Exhibition organized for the Calvin College (106) South Division Gallery Grand Rapids, MI, in conjunction with Calvin's Wake Up Weekend.
It was my genuine privilege to organize this exhibition in partnership with Matt Halteman and Adam Wolpa, orchestrators of Wake Up Weekend. A series of awareness-raising events hosted annually by Calvin College, WUW is dedicated to advocacy on behalf of all animals, great and small.
Over the course of their careers each of the artists assembled for Kinship has produced images concerned with the welfare of our planet and those we share it with. While many of the works on display do not overtly address the issue of animal rights, all serve to illustrate how deeply we connect to our nonhuman relatives. We clearly admire the intellect and beauty of other species, empathize with their pain and take solace in their company…yet still imprison them, harvest their skin and bones and plunder their habitats for our own development. At minimum, such actions are an expression of grossly self-serving values; at worst, they suggest psychosis on a societal scale.
I believe in a sea change – a slow, inexorable transformation in our understanding and behavior – and often feel adrift somewhere in the midst of it. As a nation we are increasingly interested in the origins of our food, and we are equally if not more invested in our companion animals. Other species have become our extended family in an era when we routinely find ourselves estranged through geographic circumstances, isolated by our work. Divorce rates have risen and all manner of familial configuration has been destabilized due to economic and environmental stress. Through this, the non-human animals we share our homes with have become our lifelines, emotionally, spiritually, even materially.

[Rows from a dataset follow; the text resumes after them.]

PR #1562, opened 2021-04-26
Dutch language update

### LINKED ISSUE #1558: Mix of formal and informal language used in Dutch text
**Describe the bug**
Currently the Dutch language is using a mix of formal and informal. I would like to update all to make them consistent, but to that I need to know what the preferred option is.

In some cases the text can be altered slightly to eliminate this, but unfortunately this cannot be done in all cases.

**Expected behavior**
Textstrings should be consistent.

**Additional context**
This is similar as to using du and Sie in German.

henkdegroot:
Fixes #1558

### DIFF
--- a/src/res/translation/translation_nl_NL.ts
+++ b/src/res/translation/translation_nl_NL.ts
@@ -209,7 +209,7 @@
     <message>
         <location filename="../../audiomixerboard.cpp" line="849"/>
         <source>When connected to a server, the controls here allow you to set your local mix without affecting what others hear from you. The title shows the server name and, when known, whether it is actively recording.</source>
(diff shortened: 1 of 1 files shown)


henkdegroot:
@jerogee  I have updated the 10 strings. Can you please review this PR as well?

gilgongo:
Looking at the linked issue, it seems this can be merged @jerogee ?

jerogee (approved):
All correct replacements/improvements.

gilgongo (approved):

henkdegroot:
@gilgongo  I have noticed that 1 updated string in the NL file has not been merged into the final master branch. Looks like being caused by an update performed to change "central server" into "directory server". The update from central to directory will have to be done later (at least I assume before it is decide to make a new release available). But should I do another PR in the meanwhile to get this single string updated?

It happens to be a line which includes the text "central server", but I want to prevent this is forgotten.
Or is there another method which can be used to merge this 1 string?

The intent of this show is to make an appeal in our human voices on behalf of ALL other living creatures subject to the anthropocentric tendencies of our culture, to express the anguish and suffering that we are often unable to hear. Of course these beautiful creatures can and do speak for themselves, but not in language that we, with our limited experiences, commonly recognize. In addition, billions of our kin are locked away in darkened pole barns and cramped slaughterhouses, unable to be heard or seen at all.
For decades biologists and ethnologists have observed the remarkable qualities of other species – the creative intellect of crows, the signature whistles of dolphins, the elaborate social systems of wolves and elephants, the self-awareness of apes or magpies. Given the swell of evidence that attests to their sentience and the richness of their lives, it is increasingly indefensible to dismiss all we know in the interest of our human taste preferences, convenience, and base desire for cheap goods.
As our understanding of the nuanced languages and culture of other animals becomes broadly accepted - part of mainstream consciousness - the privileging of humankind over all nonhumans will be rendered yet another chapter in our sorrowful, bloodied history. We - the artists of Kinship and organizers of Wake Up Weekend- are eager to help write the pages that follow.